Enter coefficients to list possible rational zeros. See factor pairs, reduced fractions, and root tests. Use this calculator for faster polynomial analysis and practice.
Possible Rational Zeros = ± p / q
Here, p is any factor of the constant term, and q is any factor of the leading coefficient.
Every fraction must be reduced to lowest terms before listing unique candidates.
If the constant term is 0, then 0 is a rational root. Factor out the variable first. Then apply the theorem to the reduced polynomial.
1. Enter polynomial coefficients in descending order.
2. Use commas or spaces between values.
3. Keep all coefficients as integers.
4. Click Calculate.
5. Review factors of the constant term and leading coefficient.
6. Study the possible rational zeros list.
7. Check the evaluation table to see which candidates are true roots.
8. Download the result table as CSV or PDF when needed.

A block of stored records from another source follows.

PR #1691, opened 2026-05-18
fix: cap machine name at 34 chars (instead of 35) to fit 63-char node name limit

comtalyst:
Fixes # 

**Description**

Machine API-side fix will be separate, but this should resolve the issue.

* Unit tests (`go test ./pkg/providers/instance/...`)

- [ ] Yes, issue opened: # 
- [x] No

**Release Note**

```release-note
```


tallaxes (approved):

tallaxes:
@comtalyst I assume this can't be a breaking change, because it would not have worked to begin with?

comtalyst:
@tallaxes correct

theunrepentantgeek (approved):

PR #1141, opened 2018-03-07
[WIP]Apply split==None to all the load functions

nitinprakash96:


examples/notebooks/deepchem_tensorflow_eager.ipynb
```diff
@@ -0,0 +1,32 @@
+{
```
lilleswing: please remove this notebook from this PR.

nitinprakash96:
@lilleswing how do we add this feature in qm7, qm8 and qm9 dataset load modules? Because we are not really applying transformers before splitters.

lilleswing:
@nitinprakash96 The best way would be to raise a ValueError() when None is specified.

nitinprakash96:
@lilleswing let me know if the changes are okay

deepchem/molnet/load_function/bbbp_datasets.py
```diff
@@ -47,19 +50,22 @@ def load_bbbp(featurizer='ECFP', split='random', reload=True):
...
-  splitters = {
-      'index': deepchem.splits.IndexSplitter(),
-      'random': deepchem.splits.RandomSplitter(),
-      'scaffold': deepchem.splits.ScaffoldSplitter()
-  }
-  splitter = splitters[split]
-  train, valid, test = splitter.train_valid_test_split(dataset)
+  if split == None:
+    return bbbp_tasks, (dataset, None, None), transformers
+  else:
```
lilleswing: this else is unnecessary and adds an extra layer of indentation.  Please remove.

lilleswing: Here and elsewhere.  As a general rule of thumb extra layers of indentation are bad.  It makes the code harder to read and makes the programmer store state in the if/else tree in their mind.

deepchem/molnet/load_function/chembl_datasets.py
```diff
@@ -103,18 +106,21 @@ def load_chembl(shard_size=2000,
...
+        'index': deepchem.splits.IndexSplitter(),
+        'random': deepchem.splits.RandomSplitter(),
+        'scaffold': deepchem.splits.ScaffoldSplitter()
+    }
 
-  if split in splitters:
-    splitter = splitters[split]
-    print("Performing new split.")
-    train, valid, test = splitter.train_valid_test_split(dataset)
+    if split in splitters:
```
lilleswing: why are we checking if split is in splitters here?  We have already done the None check.  If it is not in splitters we will raise a really weird exception about not initializing train, valid, test.  Where as if you don't do the check the exception raised will make far more sense to the programmer.

lilleswing: I understand you didn't put in this code but we should leave it better than we found it now that we are here :smile:

deepchem/molnet/load_function/qm9_datasets.py
```diff
@@ -69,25 +72,28 @@ def load_qm9(featurizer='CoulombMatrix', split='random', reload=True):
...
-      deepchem.trans.NormalizationTransformer(
-          transform_y=True, dataset=train_dataset)
-  ]
-  for transformer in transformers:
-    train_dataset = transformer.transform(train_dataset)
-    valid_dataset = transformer.transform(valid_dataset)
-    test_dataset = transformer.transform(test_dataset)
+  if split == None:
+    raise ValueError()
+  else:
```
lilleswing: This else falls into the same category as before.  There is no need for it as the raise from the if already exits the method.

lilleswing:
Looks great!  Just a couple of code nice-ities left and this will be good to go!

lilleswing:
LGTM are you waiting on anything else @nitinprakash96 ?

nitinprakash96:
@lilleswing I think we are good at this point.

PR #1147, opened 2018-03-13
Enable Atom-Based Properties Stored in SDF Files to be used in the ConvMol Featurizer

KenBorrelli:
Enable Atom-Based Properties Stored in SDF Files to be used in the ConvMol Featurizer
Addresses issue 1146

### DIFF
--- a/deepchem/feat/graph_features.py
+++ b/deepchem/feat/graph_features.py
@@ -1,3 +1,4 @@
+from __future__ import print_function
 from __future__ import division
 from __future__ import unicode_literals
 
@@ -264,7 +265,10 @@ def find_distance(a1, num_atoms, canon_adj_list, max_distance=7):
 class ConvMolFeaturizer(Featurizer):
   name = ['conv_mol']
 
-  def __init__(self, master_atom=False, use_chirality=False):
+  def __init__(self,
+               master_atom=False,
+               use_chirality=False,
+               atom_properties=None):
     """
     Parameters
     ----------
@@ -274,7 +278,20 @@ class ConvMolFeaturizer(Featurizer):
       the molecule.  This technique is briefly discussed in
       Neural Message Passing for Quantum Chemistry
       https://arxiv.org/pdf/1704.01212.pdf
-
+    use_chirality: Boolean
+      if true then make the resulting atom features aware of the 
+      chirality of the molecules in question
+    atom_properties: list of string or None
+      properties in the RDKit Mol object to use as additional
+      atom-level features in the larger molecular feature.  If None,
+      then no atom-level properties are used.  Properties should be in the 
+      RDKit mol object should be in the form 
+      atom XXXXXXXX NAME
+      where XXXXXXXX is a zero-padded 8 digit number coresponding to the
+      zero-indexed atom index of each atom and NAME is the name of the property
+      provided in atom_properties.  So "atom 00000000 sasa" would be the
+      name of the molecule level property in mol where the solvent 
+      accessible surface area of atom 0 would be stored. 
 
     Since ConvMol is an object and not a numpy array, need to set dtype to
     object.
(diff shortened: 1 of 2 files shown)


deepchem/feat/graph_features.py
```diff
@@ -274,20 +277,60 @@ def __init__(self, master_atom=False, use_chirality=False):
...
 
     Since ConvMol is an object and not a numpy array, need to set dtype to
     object.
     """
     self.dtype = object
     self.master_atom = master_atom
     self.use_chirality = use_chirality
+    self.atom_properties = atom_properties
+
+  def get_atom_properties(self, atom):
```
lilleswing: _get_atom_properties -- no reason to expose to outside world.

deepchem/feat/graph_features.py
```diff
@@ -274,20 +277,60 @@ def __init__(self, master_atom=False, use_chirality=False):
...
+    requested when initializing the featurize.  See the __init__ of the
+    class for a full description of the names of the properties
+    
+    Parameters
+    ----------
+    atom: RDKit.rdchem.Atom
+      Atom to get the properties of
+    returns a numpy lists of floats of the same size as self.atom_properties
+    """
+    values = []
```
lilleswing: short circuit for none case of self.atom_properties.  This is also the reason you are failing all of the tests.

deepchem/feat/graph_features.py
```diff
@@ -274,20 +277,60 @@ def __init__(self, master_atom=False, use_chirality=False):
...
+      name of the molecule level property in mol where the solvent 
+      accessible surface area of atom 0 would be stored. 
 
     Since ConvMol is an object and not a numpy array, need to set dtype to
     object.
     """
     self.dtype = object
     self.master_atom = master_atom
     self.use_chirality = use_chirality
+    self.atom_properties = atom_properties
```
lilleswing: defaulting to empty list would fix the tests as is

lilleswing: Also can you wrap the sequence in a list() I feel like users will pass in an iterable and then get upset when it iterates in non deterministic order.

deepchem/models/tensorgraph/models/graph_models.py
```diff
@@ -694,14 +699,15 @@ def __init__(self,
...
+    self.number_atom_features = number_atom_features
     super(GraphConvTensorGraph, self).__init__(**kwargs)
     self.build_graph()
 
   def build_graph(self):
     """
-            Building graph structures:
-            """
-    self.atom_features = Feature(shape=(None, 75))
+    Building graph structures:
```
lilleswing: Can you add a test for this in test_graph_models?  Something like
```python
  def test_graph_conv_atom_features(self):
    tasks, dataset, transformers, metric = self.get_dataset(
        'regression', 'Raw', num_tasks=1)

    atom_feature_name = 'feature'
    y = []
    for mol in dataset.X:
      atom_features = []
      for atom in mol.GetAtoms():
        val = np.random.normal()
        mol.SetProp("atom %08d %s" % (atom.GetIdx(), atom_feature_name), str(val))
        atom_features.append(np.random.normal())
      y.append(np.sum(atom_features))

    featurizer = ConvMolFeaturizer(atom_properties=[atom_feature_name])
    X = featurizer.featurize(dataset.X)
    dataset = deepchem.data.NumpyDataset(X, np.array(y))
    batch_size = 50
    model = GraphConvTensorGraph(
        len(tasks),
        additional_atom_features=1,
        batch_size=batch_size,
        mode='regression')

    model.fit(dataset, nb_epoch=1)
    y_pred1 = model.predict(dataset)
    model.save()

    model2 = TensorGraph.load_from_dir(model.model_dir)
    y_pred2 = model2.predict(dataset)
    self.assertTrue(np.all(y_pred1 == y_pred2))
```

deepchem/feat/graph_features.py
lilleswing: defaulting to empty list is better than defaulting to None -- then you won't need the short circuit

deepchem/feat/graph_features.py
```diff
@@ -274,20 +277,60 @@ def __init__(self, master_atom=False, use_chirality=False):
...
+    returns a numpy lists of floats of the same size as self.atom_properties
+    """
+    values = []
+    for prop in self.atom_properties:
+      mol_prop_name = "atom %08d %s" % (atom.GetIdx(), prop)
+      try:
+        values.append(float(atom.GetOwningMol().GetProp(mol_prop_name)))
+      except KeyError:
+        raise KeyError("No property %s found in %s in %s" %
+                       (mol_prop_name, atom.GetOwningMol(), self))
```
lilleswing: This is going to hive you a memory position for the rdkit mol but that is fine.

lilleswing:
I'm going to close this as I'm driving the PR from #1156 now.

| Polynomial | Leading Coefficient | Constant Term | p Factors | q Factors | Possible Rational Zeros | Confirmed Rational Roots |
|---|---|---|---|---|---|---|
| 2x3 - 3x2 - 8x + 12 | 2 | 12 | 1, 2, 3, 4, 6, 12 | 1, 2 | ±1, ±2, ±3, ±4, ±6, ±12, ±1/2, ±3/2 | -2, 3/2, 2 |
This calculator helps you analyze polynomial equations with integer coefficients. It applies the Rational Zero Theorem to build a clean list of possible rational roots. You enter the coefficients once. The tool returns candidate zeros, exact polynomial values, and confirmed rational roots. This makes polynomial testing faster and more organized.
The Rational Zero Theorem is useful in algebra, precalculus, and polynomial factorization. It narrows the search space. Instead of guessing many values, you only test fractions built from factors of the constant term and the leading coefficient. This saves time and improves accuracy during homework, exam preparation, and classroom demonstrations.
The results section lists the polynomial, degree, leading coefficient, and constant term. It also shows factor sets for p and q. From there, the calculator builds all unique reduced fractions. Each candidate is checked by direct evaluation. The final table tells you which values are actual rational roots and which values are only possibilities.
Many students can state the theorem but still struggle with organized testing. This page solves that problem. It keeps the setup clear. It reduces duplicate fractions. It highlights true roots quickly. If the constant term is zero, the calculator also explains that zero is a rational root before continuing with the reduced polynomial.
You can use this rational zero theorem calculator for algebra practice, factorization review, and root checking. The CSV export supports record keeping. The PDF export helps with printing or sharing. The example table and formula section also make this page a simple learning reference for polynomial root analysis.
It lists possible rational zeros for a polynomial with integer coefficients. It also evaluates each candidate and marks true rational roots.
Yes. The Rational Zero Theorem is based on integer coefficients. Decimal inputs do not fit the standard theorem setup used here.
The theorem gives candidates only. A candidate becomes a true root only if substituting it into the polynomial makes the result equal zero.
Then zero is a rational root. The calculator notes that first and then applies the theorem to the reduced polynomial after factoring out the variable.
It confirms rational roots from the candidate list. Full factorization may need extra algebra steps, especially when irrational or complex roots remain.
Yes. A rational root can have multiplicity greater than one. This calculator confirms root values, while multiplicity usually needs further division or factoring work.
Enter them from the highest power down to the constant term. For example, x² - 5x + 6 becomes 1, -5, 6.
Reduced fractions remove duplicates. For example, 2/2 and 1/1 represent the same candidate. Simplifying keeps the candidate list accurate and shorter.